PR #2754, opened 2023-04-27
Fixup examples using `.govuk-input--extra-letter-spacing` class

querkmachine:
- Adds a default value to the example on the Text Input page, so the user doesn't need to manually interact with the input to see the differences in text appearance.
- Adds the class to two "Confirm a phone number" examples where it was accidentally omitted.

### DIFF
--- a/src/components/text-input/code-sequence/index.njk
+++ b/src/components/text-input/code-sequence/index.njk
@@ -15,5 +15,6 @@ layout: layout-example.njk
   classes: "govuk-input--width-5 govuk-input--extra-letter-spacing",
   id: "authentication-code",
   name: "authentication-code",
-  spellcheck: false
+  spellcheck: false,
+  value: "NC1701"
 }) }}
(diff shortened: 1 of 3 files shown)


src/components/text-input/code-sequence/index.njk
```diff
@@ -15,5 +15,6 @@ layout: layout-example.njk
   classes: "govuk-input--width-5 govuk-input--extra-letter-spacing",
   id: "authentication-code",
   name: "authentication-code",
-  spellcheck: false
+  spellcheck: false,
+  value: "NC1701"
```
colinrotherham, line 19: 🖖

```suggestion
  value: "NCC-1701"
```

colinrotherham (approved):
Looks good, approved

Wonder if this should expand to account numbers, sort codes etc?

src/components/text-input/code-sequence/index.njk
querkmachine: As much as I'd love to, I felt keeping within the six character restriction of actual company authentication codes was more important 😜

PR #2771, opened 2023-05-12
Bump typography changes from v5 on roadmap

36degrees:
We’ve decided to roll the typography changes out behind a feature flag as part of a future 5.x release, rather than trying to include them in v5.

We want to give ourselves a little more time to properly understand the impact of these changes.

We also think that putting the changes behind a feature flag will make them easier to roll out, before we then enable them by default, likely in v6.


36degrees:
Raising as a draft PR as I want to make sure we're 100% happy with this change and the rationale for it before we merge.

owenatgov (approved):
It's still in draft but we've discussed this and are happy with it so this can be made live and merged whenever as far as I'm concerned.

PR #4136, opened 2024-09-17
Make use of default category var

joelanman:
Earlier in the code a default `category` is set if one is not sent:

```
 {%- set category -%}
    {%- if params.category -%}
      {{ params.category }}
    {%- else -%}
      analytics
    {%- endif -%}
  {%- endset -%}
```

However later on the code refers to `params.category` - which could be null. If it is null the javascript breaks. This PR refers to `category` instead to make sure a value is present.

### DIFF
--- a/views/partials/_cookie-banner.njk
+++ b/views/partials/_cookie-banner.njk
@@ -124,7 +124,7 @@
       }
 
       function categoryIsNull (options) {
-        return (options && options.{{ params.category }} === null)
+        return (options && options.{{ category }} === null)
       }
 
       // Don't show the banner on the cookies page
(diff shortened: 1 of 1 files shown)


owenatgov (approved):
Makes perfect sense to me.

For some reason netlify failed to deploy this and is still recording the deploy preview a failure even though I re-ran it and it deployed fine. Something for a second reviewer to keep in mind.

joelanman:
also I think the default code could be rewritten as either of these:

```
{% set category = params.category or "analytics" %}
```
```
{% set category = params.category | default "analytics" %}
```

owenatgov:
Looks fine to me, just gonna merge 😎

Issue #2090, opened 2022-03-03
Update hint text guidance so users know when to punctuate


EoinShaughnessy:
## What

Update our [hint text guidance](https://design-system.service.gov.uk/components/text-input/#hint-text) so users know when to add punctuation.

## Why

Users have asked us to provide guidance on:

- [when to include or omit a full stop in hint text](https://ukgovernmentdigital.slack.com/archives/C6DMEH5R6/p1645710637156809)
- [whether examples in hint text should include quote marks](https://ukgovernmentdigital.slack.com/archives/C6DMEH5R6/p1645721777420959?thread_ts=1645710637.156809&cid=C6DMEH5R6)

Some more feedback:

> I tend to follow the rule that omits full stops in headings, and as hint text is prose/body copy, include the full stop. I think the Design System website is inconsistent across its examples, which doesn’t help.

> We at DWP have just published new hint text guidance which recommends including the full stop in all cases: https://design-system.dwp.gov.uk/components/hint-text
> In coming to this recommendation we did quite a lot of research on current practice with full stops, which is written up here: https://github.com/dwp/design-system-community-backlog/discussions/81

> I like the idea of having a whole page dedicated to guidance on Hint text. I sometimes struggle to find the hint text guidance (eg on not including links) on the GOV.UK Design System website.

> A lot of designers assume the guidance is there in the [GOV.UK](http://gov.uk/) design system but in fact it’s spread out in several different places under other components, and as people have pointed out the examples vary in how they do content.

## Who needs to work on this

Content designer

## Done when

- [ ] guidance updated

EoinShaughnessy:
Related issue: https://github.com/alphagov/govuk-design-system/issues/1327

EoinShaughnessy:
This issue covers [recommendation #9](https://docs.google.com/presentation/d/1TxZ17AJDMKI6djT1lEQj6wuH6U9edjZyRm2MfmGOar8/edit#slide=id.g119f135a53b_1_5) in @SaraC19's support analysis slides.

matteason:
It would be great to get some updated guidance on this - it's just come up on a project I'm working on and we found inconsistencies in examples, even for the same component. I'm erring on the side of no full stop because it's more consistent with labels and error messages but there's a fairly even split between the examples on the DS

[...]

PR #4169, opened 2024-10-02
Update guidance and examples on hint text, particularly on use of full stops

calvin-lau-sig7:
To progress on #2090:
- make all examples of hint text consistent under the original premise that hint text should be 'short, simple sentences with no full stops'
- add the 'short, simple sentence with no full stops' guidance where relevant
- also add guidance not to add links in hint text, as screen readers will not make users aware of links within hint text

### DIFF
--- a/src/components/radios/index.md
+++ b/src/components/radios/index.md
@@ -75,6 +75,10 @@ Remember that on small screens such as mobile devices, the radios will still be 
 
 You can add hints to radio items to provide additional information about the options.
 
+Keep each hint to a single short sentence, without any full stops. Screen readers will read out the entire text when users interact with an item. This could frustrate users if the text is long.
+
+Do not use links in hint text. While screen readers will read out the link text when describing the item, they usually do not tell users the text is a link.
+
 {{ example({ group: "components", item: "radios", example: "hint", html: true, nunjucks: true, open: false, size: "s" }) }}
 
 ### Radio items with a text divider
--- a/src/patterns/national-insurance-numbers/error/index.njk
+++ b/src/patterns/national-insurance-numbers/error/index.njk
@@ -10,7 +10,7 @@ layout: layout-example-form.njk
     text: "National Insurance number"
   },
   hint: {
-    text: "It’s on your National Insurance card, benefit letter, payslip or P60. For example, ‘QQ 12 34 56 C’."
+    text: "It’s on your National Insurance card, benefit letter, payslip or P60 – for example, ‘QQ 12 34 56 C’"
   },
   classes: "govuk-input--width-10 govuk-input--extra-letter-spacing",
   id: "national-insurance-number",
--- a/src/components/character-count/default/index.njk
+++ b/src/components/character-count/default/index.njk
@@ -15,6 +15,6 @@ layout: layout-example-form.njk
     isPageHeading: true
   },
   hint: {
-    text: "Do not include personal or financial information like your National Insurance number or credit card details."
+    text: "Do not include personal or financial information like your National Insurance number or credit card details"
   }
 }) }}
--- a/src/components/checkboxes/conditional-reveal/index.njk
+++ b/src/components/checkboxes/conditional-reveal/index.njk
@@ -56,7 +56,7 @@ layout: layout-example-form.njk
     }
   },
   hint: {
-    text: "Select all options that are relevant to you."
+    text: "Select all options that are relevant to you"
   },
   items: [
     {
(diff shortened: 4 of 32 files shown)


calvin-lau-sig7:
@selfthinker 
If you have a chance, could you help verify that these general statements are true (added guidance is paragraphs 2and 3)?

Here’s an [example of one of them, from the Radios component](https://deploy-preview-4169--govuk-design-system-preview.netlify.app/components/radios/#radio-items-with-hints).

> You can add hints to radio items to provide additional information about the options.
> 
> Keep each hint to a single, short sentence, without any full stops. Screen readers read out the entire text when users interact with an item. This could frustrate users if the text is long.
> 
> Do not use links in hint text. While screen readers will read out the link text when describing the item, they will not tell users the text is a link.

src/components/radios/index.md
```diff
@@ -75,6 +75,10 @@ Remember that on small screens such as mobile devices, the radios will still be
 
 You can add hints to radio items to provide additional information about the options.
 
+Keep each hint to a single, short sentence, without any full stops. Screen readers will read out the entire text when users interact with an item. This could frustrate users if the text is long.
```
calvin-lau-sig7, line 78:
```suggestion
Keep each hint to a single short sentence, without any full stops. Screen readers will read out the entire text when users interact with an item. This could frustrate users if the text is long.
```

calvin-lau-sig7:
Note on rationale for this:

From what I can tell, this is the existing intention in the Design System, and that full stops have creeped into our examples over time.

[Service manual seems to support this](https://www.gov.uk/service-manual/design/writing-for-user-interfaces#capitalisation-and-punctuation), if we interpret hint text to be a type of ‘input field label’ – their screenshot example also supports this.

[Notable dissent is from the DWP Design System](https://design-system.dwp.gov.uk/components/hint-text#end-with-a-full-stop), which gives guidance to put full stops, but acknowledges there’s lots of inconsistency about this out there. (edited)

selfthinker:
> Keep each hint to a single, short sentence, without any full stops. Screen readers read out the entire text when users interact with an item. This could frustrate users if the text is long.

While that is generally correct, screen reader users can always make their screen reader stop and/or skip text being read out. Although in the case of hint text they might not do so in case it contains anything important? There are also low tech screen reader users who might not know how to skip text.

> While screen readers will read out the link text when describing the item, they will not tell users the text is a link.

I know that this is generally true but don't know if this is always true.
It might not just be fringe screen readers but also different modes (like with higher verbosity settings) that *might* read them out.
Would you like me to test this?
I guess if you add the word "usually" that would be cautious enough without the need to be 100% correct.

I wonder if a reason to have a full stop is that sometimes screen readers can read several sentences as one if there is no full stop. This already happens with anything after the label (like error messages) and might happen with hints when there is also an error message, etc.
As this is already an issue, I don't think removing the full stop would make it much worse in those cases.

A positive aspect of removing the full stop is that it sort of "forces" people to write shorter sentences.

calvin-lau-sig7:
In October 2024, we worked to tidy up instances of hint text on the pages and examples of the GOV.UK Design System to not include full stops. 

We've done this to:
- keep to the original intention for hint text in the Design System
- stay consistent with similar text elements like input field labels and error messages
- stay consistent with the [guidance and example shown in the Service Manual](https://www.gov.uk/service-manual/design/writing-for-user-interfaces)
- encourage services to write hints as a single short simple sentence

We've also added guidance on relevant pages to make this clearer, along with some context on how users of assistive technologies perceive hint text.

We know there's been inconsistency on this and are aware of similar work, such as DWP Design System's exploration in 2021, and would invite further feedback and discussion.

src/patterns/national-insurance-numbers/error/index.njk
```diff
@@ -10,7 +10,7 @@ layout: layout-example-form.njk
     text: "National Insurance number"
   },
   hint: {
-    text: "It’s on your National Insurance card, benefit letter, payslip or P60. For example, ‘QQ 12 34 56 C’."
+    text: "It’s on your National Insurance card, benefit letter, payslip or P60. For example, ‘QQ 12 34 56 C’"
```
selfthinker, line 13: You forgot the full stop after "P60".

calvin-lau-sig7: Ahh thanks!
```suggestion
    text: "It’s on your National Insurance card, benefit letter, payslip or P60 – for example, ‘QQ 12 34 56 C’"
```

selfthinker (approved):
Looks good to me. 👍

PR #4205, opened 2024-10-10
Update components to use `Component`

patrickpatrickpatrick:
## What

Make components in `govuk-design-system` extend `Component`. This means we can:
 - Rename `this.$module` to `$this.$root` in a given component
 - Remove initialisation checks that occur in `Component` in a given component
 - Use `isSupported` function to check component support in a given component

In addition, changes were needed to `EmbedCard` and `Navigation` in light of changes to how components are now initialised.

In this PR, we also add configuration for Typescript to look up `.ts` files, which allows us to be able to add a shorthand ambient module definition for `govuk-frontend`. This means Typescript/JSDoc will not throw any errors when calling `this.$root` in a class that extends `Component`.

## Why

`Component` is now available as of `v5.7.0` of `govuk-frontend`. We also have made changes to initialisation to prevent multi-initialisation occurring which means using `body` as a root module is now no longer supported.

### DIFF
--- a/src/global.d.ts
+++ b/src/global.d.ts
@@ -1,0 +1,9 @@
+/**  
+ * As govuk-frontend provides no types, TypeScript will type its exports as `any`,
+ * but be unable to acknowledge fields inherited from parent classes  
+ * leading to errors when trying to assign or use them.  
+ * 
+ * TypeScript's shorthand ambient modules seem to also make inherited fields typed as `any`.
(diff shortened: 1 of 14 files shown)


romaricpascal:
Apologies for the push on this branch, that was meant for a separate PR for discussion 😬

romaricpascal (approved):
Looks good! Thanks for splitting it up component by component as well 🙌🏻 ⛵

PR #4220, opened 2024-10-15
Add styling for site search input 'flowing' into dropdown

owenatgov:
## Change
Adds a visual cue to the site search so that users whre zoomed into the input know that there is a dialog below that they may be able to interact with. When a dialog is displayed, the input will be given 'bottomless' styling to remove it's bottom border, making it visually flow into the menu and drawing the eye down.

This applies _any time_ there's a visible drop down, so for any number of results and when the 'no results' dialog displays.

Fixes https://github.com/alphagov/govuk-design-system/issues/4015

## Visual changes
| Scenario | Before | After |
| - | - | - |
| Input focused | Focused site search without bottomless styling | Focused site search with bottomless styling |
Input not focused (theoretically impossible without messing with inspect) | Unfocused site search without bottomless styling | Unfocused site search with bottomless styling |
Forced colours (used Firefox's dark theme) | Site search in forced colours mode without bottomless styling | Site search in forced colours mode with bottomless styling |

## Notes
This PR follows https://github.com/alphagov/accessible-autocomplete/pull/753. See https://github.com/alphagov/accessible-autocomplete/pull/753#issuecomment-2407259328 for testing notes from that PR.

There's a little gap between the fake `:before` border at the top of the dropdown and the first item's top edge when highlighted. This is becuase we found through testing that some forced colour modes set the colour of the `:before` element to be the same ass the background colour of the dropdown, effectively erasing it. If the top item is at the very top of the dropdown, right under the input, and is highlighted, it looks like the bottom border of the input making this effect even more subtle. The gap helps with drawing the eye down.

### DIFF
--- a/src/stylesheets/components/_site-search.scss
+++ b/src/stylesheets/components/_site-search.scss
@@ -54,6 +54,33 @@ $icon-size: 40px;
 .app-site-search__wrapper {
   display: block;
   position: relative;
+
+  // Adds a 'fake border' that's shorter than the width of the menu to create
+  // separation between the input and search items.
+  // This is here on the wrapper element and absolute positioned under the input
+  // rather than on the menu because we can't move a pseudo element out of the
+  // menu eg: using minus margins or absolute positioning without breaking the
+  // menu's overflow conditions.
+  // The use of :has means that this is an enhancement but the 'flowing' input
+  // feature is still visible without this.
+  &:has(
+      .app-site-search__input[aria-expanded="true"],
+      .app-site-search__input[aria-expanded="false"]:not([aria-describedby])
+    )::before {
+    content: "";
+    display: block;
+    position: absolute;
+    z-index: 101; // ensure the separator is above the menu
+    bottom: govuk-spacing(-1);
+    width: calc(100% - #{govuk-spacing(6)});
+    height: 1px;
+    margin: 0 0 govuk-spacing(1) govuk-spacing(3);
+    background-color: govuk-colour("black");
+
+    @media (forced-colors: active) {
+      background-color: currentcolor;
+    }
+  }
 }
 
 .app-site-search__hint,
@@ -90,6 +117,21 @@ $icon-size: 40px;
   @media (forced-colors: active) and (prefers-color-scheme: dark) {
     background-image: _search-icon($colour: govuk-colour("white"));
   }
+
+  // If a dropdown is visible ie: there are search results or the 'no results'
+  // dialog, adjust the focus state so that the bottom 'border' focus state
+  // disappears and the input 'flows' into the menu.
+  // The box-shadow from app-site-search__input--focused sets an inset shadow
+  // on all edges of the input ala the standard input focus state. This splits
+  // the box shadow into 2 insets; one that's nudged to the right so that it
+  // appears that only the top and left edges have a shadow and a similar one
+  // for the right edge, leaving the bottom without an indented shadow.
+  &[aria-expanded="true"],
+  &[aria-expanded="false"]:not([aria-describedby]).app-site-search__input--focused {
+    box-shadow:
+      inset $govuk-border-width-form-element $govuk-border-width-form-element 0 0,
+      inset ($govuk-border-width-form-element * -1) 0 0 0;
+  }
 }
 
 .app-site-search__input--focused {
@@ -97,6 +139,20 @@ $icon-size: 40px;
   outline: $govuk-focus-width solid $govuk-focus-colour;
   outline-offset: 0;
   box-shadow: inset 0 0 0 $govuk-border-width-form-element;
+
+  // Reduce the width of the menu when the input is focused so that the edges
+  // line up with the indented box shadow from the input focus state
+  & ~ .app-site-search__menu--visible {
+    width: calc(100% - ($govuk-border-width-form-element * 4));
+    margin-left: ($govuk-border-width-form-element * 2);
+
+    // ...unless forced colours are active. Forced colour modes remove the indented
+    // box shadow meaning the menu's edges don't line up with the input
+    @media (forced-colors: active) {
+      width: 100%;
+      margin-left: 0;
+    }
+  }
 }
 
 .app-site-search__input--show-all-values {
@@ -136,9 +192,18 @@ $icon-size: 40px;
 .app-site-search__menu--overlay {
   position: absolute;
   z-index: 100;
-  top: 100%;
+  top: calc(100% - $govuk-border-width-form-element);
   left: 0;
-  box-shadow: rgba(govuk-colour("black"), 0.256863) 0 2px 6px; // stylelint-disable-line number-max-precision
+  // Creates a fake extra portion of the menu above the scrollable area to
+  // provide some space between the list items highlight-able top edge and the
+  // bottom of the input.
+  border-top: govuk-colour("white") solid govuk-spacing(1);
+  box-shadow: rgba(govuk-colour("black"), 0.256863) 0 govuk-spacing(1) govuk-spacing(1); // stylelint-disable-line number-max-precision
+
+  // Ensure the border still looks like part of the menu in forced color modes
+  @media (forced-colors: active) {
+    border-top-color: Canvas;
+  }
 }
 
 .app-site-search__menu--inline {


selfthinker:
I've not tested this yet but can do that tomorrow.
But from a quick glance I noticed that the search icon now jumps between not having typed anything yet and starting to type.

animated gif showing what's described above

owenatgov:
Chat about this with @hazalarpalikli off-github and unfortunately I haven't been able to move the scrollbar down to line up with the first item.

It's really hard to 'move' the scrollable area of an element whilst still maintaining just one element. I've tried a few things like a white box shadow or a border to emulate white space above the menu but the tricky part is always getting the `:before` fake border to leave the menu because of the same menu's overflow styling which we want to maintain. That's besides the fact that using something like a border or a box shadow to mock an element being taller than it actually is creates a lot of complexity and risk.

We could resolve this by using a menu 'wrapper' element with some top padding that would contain the `ul`, that way the `ul`could still be scrollable whilst having some non-scrollable space above it. However in order to touch the runtime markup we'd need to change the accessible autocomplete, which means coordinating a release of the autocomplete which means this will get significantly delayed. I think it'd be good to move this upstream and solve the issue eventually but I suggest not for right now. I'm open to alternative suggestions for how to resolve this but I'd rather not spend too much more time on this specific issue for the moment.

In some more positive news, I've managed to resolve @selfthinker's bug. As far as I'm concerned this is now ready for accessibility reviewwhen @selfthinker has time, then it'll be ready for code review.

CharlotteDowns:
I LOVE THIS!!

selfthinker:
I've tested this yesterday in Windows High Contrast Mode and Edge (three different colour schemes), Firefox browser settings (light and dark colour schemes) and the Chrome extension 'High Contrast'.
I have uploaded screenshots of everything to [this folder](https://drive.google.com/drive/folders/1WprqP-NP0v2Lsz6Q68uwLTAPY-KPgcWt?usp=drive_link) (which can only be viewed internally).

Generally, the colours look much better than when I tested the [same change in the autocomplete component](https://github.com/alphagov/accessible-autocomplete/pull/753). Because the previous version didn't actually use the colours the user chose, and this version does. Although, that is not a result of this change, that was already the case before, but I thought it's worth highlighting anyway because we weren't happy with the colours on the other version.

The good news is that everything looks fine.
The bad news is that the difference between having a dropdown and not having a dropdown is not as distinct in all of those tools I've tested, with the exception of the 'High Contrast' extension.

But I don't think that is generally fixable when using this kind of subtle design.
So, I'm happy for this to get merged the way it is.

selfthinker (approved):
Regarding the code, I wonder if it's worth leaving comments for some of the magic numbers? My head is not in the website code, so feel free to decide either way.

owenatgov:
I'm gonna mark this for code review off of @selfthinker's comment. After that this can finally be merged ✨

src/stylesheets/components/_site-search.scss
```diff
@@ -54,6 +54,33 @@ $icon-size: 40px;
 .app-site-search__wrapper {
   display: block;
   position: relative;
+
+  // Adds a 'fake border' that's shorter than the width of the menu to create
+  // separation between the input and search items.
+  // This is here on the wrapper element and absolute positioned under the input
+  // rather than on the menu because we can't move a pseudo element out of the
+  // menu eg: using minus margins or absolute positioning without breaking the
+  // menu's overflow conditions.
```
querkmachine, line 63: As a thought on this, was placing the pseudo-element on the menu and increasing the menu's negative top margin to 'move it out' something that was tried? Seems like it'd be a bit neater, though obviously, I don't know if that'd work here.

owenatgov: I gave this a go locally to quickly try to remind myself and unforunately it doesn't work. The issue is that the menu's overflow conditions mean that any negitive margin artificial positioning means the element disappears because it's inside an element with `overflow-x: hidden`. This doesn't seem like it would cause problems since we're talking about content in the 'y' direction, but I think this is what's noted on [the overflow-y MDN page](https://developer.mozilla.org/en-US/docs/Web/CSS/overflow-y):

>If [overflow-x](https://developer.mozilla.org/en-US/docs/Web/CSS/overflow-x) is hidden, scroll, or auto and the overflow-y property is visible (default), the value will be implicitly computed as auto.

I tried messing with the overflow so that it would only manage overflow for the bottom of the element and not the top bt couldn't figure it out. I'm open to ideas.

querkmachine: Ack, that's rather annoying. Something that visually looks to be part of the dropdown whilst actually being detached from it feels... brittle. Probably hasn't helped with readability of stuff either. 

I don't have a better idea to offer though, so I'll give it a poke assuming this is the best route available to us.

querkmachine (approved):
A few comments 'n' thoughts but nothing showstopping. 🤘

src/stylesheets/components/_site-search.scss
romaricpascal: Could [`position: fixed`](https://developer.mozilla.org/en-US/docs/Web/CSS/position?v=example#fixed) be helpful to keep the separator within the `<ul>` and at its top? There are a couple of properties that make an object using `position: fixed` not be fixed relative to the page, but a closer [containing block](https://developer.mozilla.org/en-US/docs/Web/CSS/Containing_block#identifying_the_containing_block).

src/stylesheets/components/_site-search.scss
```diff
@@ -136,9 +186,18 @@ $icon-size: 40px;
...
   z-index: 100;
-  top: 100%;
+  top: calc(100% - $govuk-border-width-form-element);
   left: 0;
-  box-shadow: rgba(govuk-colour("black"), 0.256863) 0 2px 6px; // stylelint-disable-line number-max-precision
+  // Creates a fake extra portion of the menu above the scrollable area to
+  // provide some space between the list items highlight-able top edge and the
+  // bottom of the input.
+  border-top: govuk-colour("white") solid govuk-spacing(1);
+  box-shadow: rgba(govuk-colour("black"), 0.256863) 0 govuk-spacing(1) govuk-spacing(1); // stylelint-disable-line number-max-precision
```
querkmachine, line 195: May want to interpolate function too.

```suggestion
  box-shadow: rgba(#{govuk-colour("black")}, 0.256863) 0 govuk-spacing(1) govuk-spacing(1); // stylelint-disable-line number-max-precision
```

src/stylesheets/components/_site-search.scss
owenatgov: I gave @romaricpascal's `position: fixed` idea a go and unfortuantely the overflow problem comes back. `fixed` with `contain: layout` as an example doesn't let the pseudo element escale the menu parent, so long as those overflow settings are in place. Same results for the other suggestions provided by MDN. I could resolve this by changing the scope to `app-site-search__wrapper` but that's basically what I'm doing now.

Unless there's a way to adjust the overflow settings without breaking the component I'm not sure there's a less weird solution. The actual answer IMO is to put a container around the `ul` which we can do upstream at a later date.

src/stylesheets/components/_site-search.scss
```diff
@@ -54,6 +54,33 @@ $icon-size: 40px;
...
+  // separation between the input and search items.
+  // This is here on the wrapper element and absolute positioned under the input
+  // rather than on the menu because we can't move a pseudo element out of the
+  // menu eg: using minus margins or absolute positioning without breaking the
+  // menu's overflow conditions.
+  // The use of :has means that this is an enhancement but the 'flowing' input
+  // feature is still visible without this.
+  &:has(
+      .app-site-search__input[aria-expanded="true"],
+      ~ .app-site-search__input[aria-expanded="false"]:not([aria-describedby])
```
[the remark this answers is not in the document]
owenatgov: Nope! Carryover from a previous implementation. I'll get that outta there.

src/stylesheets/components/_site-search.scss
owenatgov: So doing this one gives me an error:

>`sass.Exception [Error]: $color: #0b0c0c is not a color.`

I don't understand why. `#0b0c0c` _is_ a colour so 🤷🏻 I wonder if this is some weird string thing.

src/stylesheets/components/_site-search.scss
```diff
@@ -54,6 +54,33 @@ $icon-size: 40px;
...
+    bottom: govuk-spacing(-1);
+    width: calc(100% - govuk-spacing(6));
+    height: 1px;
+    margin: 0 0 govuk-spacing(1) govuk-spacing(3);
+    background-color: govuk-colour("black");
+
+    @media (forced-colors: active) {
+      background-color: CanvasText;
+    }
+  }
```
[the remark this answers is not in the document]
owenatgov: Gave it a quick test and yes it can!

▶ AIM OF THE EXERCISE
Reproduce, exactly as they stand in the data above, the lines from the one that holds "an indented shadow." to the one that holds "($govuk-border-width-form-element * 4));", inclusive.

▶ ANSWER
+  // for the right edge, leaving the bottom without an indented shadow.
+  &[aria-expanded="true"],
+  &[aria-expanded="false"]:not([aria-describedby]).app-site-search__input--focused {
+    box-shadow:
+      inset $govuk-border-width-form-element $govuk-border-width-form-element 0 0,
+      inset ($govuk-border-width-form-element * -1) 0 0 0;
+  }
 }
 
 .app-site-search__input--focused {
@@ -97,6 +139,20 @@ $icon-size: 40px;
   outline: $govuk-focus-width solid $govuk-focus-colour;
   outline-offset: 0;
   box-shadow: inset 0 0 0 $govuk-border-width-form-element;
+
+  // Reduce the width of the menu when the input is focused so that the edges
+  // line up with the indented box shadow from the input focus state
+  & ~ .app-site-search__menu--visible {
+    width: calc(100% - ($govuk-border-width-form-element * 4));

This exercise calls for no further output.